Supplied data section start

PR #9196, opened 2026-02-23
Fix record_unbound type printing + record `..rest` destructuring CIR/types

jaredramirez:
Currently, when displaying a `record_unbound`, the `TypeWriter` always printed it as closed record. This is incorrect, as an unbound record is semantically the same as a a record with a `flex` extensible var.

To fix this, this PR:
* Updates `TypeWriter` logic to correctly display the `..a` extensible variable across the type annotation.
* Updates snapshots

It then updates the `e_record` branch in `checkExpr` to create a `record_unbound` (1 type slot) instead of a `record` with a `flex` (2 type slots)

Note this does have some cross-over with polarity, but that will be addressed in a future PR.

---

Then, after fixing above, I realized that when a record is destructured using the `..rest` syntax, CIR & the type system where not capturing/inferring the type of `rest` properly. So, the next set of commits:
1. Update CIR serde to capture if a destructure variable is `Rest` (ie `...val`)
2. Update type inference to represent the record's extensible variable

In other parts of the codebase (interpreter, lsp, etc), I just copied what the other destructure `Kind`s did, not 100% if that's correct or not, so some eyes there would be much appreciated!


lukewilliamboswell (approved):
minor nit -- I feel like we should format the `..` at the end, so `{ thing, .. }` instead of `{ .., thing }`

Supplied data section end

**Exercise brief**.
Output all of the material exactly.

**Answer below**.
PR #9196, opened 2026-02-23
Fix record_unbound type printing + record `..rest` destructuring CIR/types

jaredramirez:
Currently, when displaying a `record_unbound`, the `TypeWriter` always printed it as closed record. This is incorrect, as an unbound record is semantically the same as a a record with a `flex` extensible var.

To fix this, this PR:
* Updates `TypeWriter` logic to correctly display the `..a` extensible variable across the type annotation.
* Updates snapshots

It then updates the `e_record` branch in `checkExpr` to create a `record_unbound` (1 type slot) instead of a `record` with a `flex` (2 type slots)

Note this does have some cross-over with polarity, but that will be addressed in a future PR.

---

Then, after fixing above, I realized that when a record is destructured using the `..rest` syntax, CIR & the type system where not capturing/inferring the type of `rest` properly. So, the next set of commits:
1. Update CIR serde to capture if a destructure variable is `Rest` (ie `...val`)
2. Update type inference to represent the record's extensible variable

In other parts of the codebase (interpreter, lsp, etc), I just copied what the other destructure `Kind`s did, not 100% if that's correct or not, so some eyes there would be much appreciated!


lukewilliamboswell (approved):
minor nit -- I feel like we should format the `..` at the end, so `{ thing, .. }` instead of `{ .., thing }`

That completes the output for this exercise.